The head of British drug manufacturer AstraZeneca stated on Thursday additional research was required on its Covid-19 vaccine after issues emerged over the protection it offers, but the additional testing is unlikely to affect administrative approval in Europe.
AstraZeneca and its partner, the University of Oxford, stated on Monday that it was trying regulatory approval for the vaccine after it showed an average of 70-percent effectiveness.

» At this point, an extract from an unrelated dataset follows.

PR #4046, opened 2026-06-06
refactor: use backported sentinel type

### LINKED ISSUE #4045: upgrade home-built sentinel to `typing_extensions.Sentinel`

That rate jumped to 90 percent when an initial half-dose then a full dose was given, similar to that in rival vaccines in development by Pfizer/BioNTech and Moderna.
But US scientists have said the higher rate of effectiveness came during tests in people aged 55 and under, and was discovered by accident during the clinical trials.
The head of the Oxford Vaccine Group, Andrew Pollard, announced this week that further proof will be available next month, but the result was still “highly significant”.
The additional analysis was not likely to delay regulatory approval in Britain and the EU, Soriot said.
There are high hopes for the AstraZeneca/Oxford vaccine, which Pollard has hailed as a “vaccine for the world” given that it could be cheaper to make, and easier to store and distribute.
It can be stored, transported, and handled at normal refrigerated conditions of between two and eight degrees Celsius (36-46 Fahrenheit) for at least six months.